PR #129, opened 2023-03-05
Update model to distinguish DB-stored struct vs Boltz-retrieved info struct

ok300:
Separate the two distinct structs:
- `ReverseSwapInfo` = the Breez view of a reverse swap (as stored in DB)
- `ReverseSwapPairInfo` = the Boltz reverse swap info for the BTC/BTC pair, containing point-in-time exchange rate and fees

### DIFF
--- a/libs/sdk-core/src/models.rs
+++ b/libs/sdk-core/src/models.rs
@@ -107,14 +107,54 @@ pub trait SwapperAPI: Send + Sync {
     async fn complete_swap(&self, bolt11: String) -> Result<()>;
 }
 
+/// Details about the BTC/BTC reverse swap pair, at this point in time
+///
+/// Maps the result of https://docs.boltz.exchange/en/latest/api/#getting-pairs for the BTC/BTC pair
 #[derive(Clone, PartialEq, Debug)]
-pub struct ReverseSwapInfo {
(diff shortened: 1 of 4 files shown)


libs/sdk-core/src/models.rs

* * * * *

YOUR GOAL
A single number is the whole answer: how many lines of the records contain the word "time".

ANSWER BELOW
2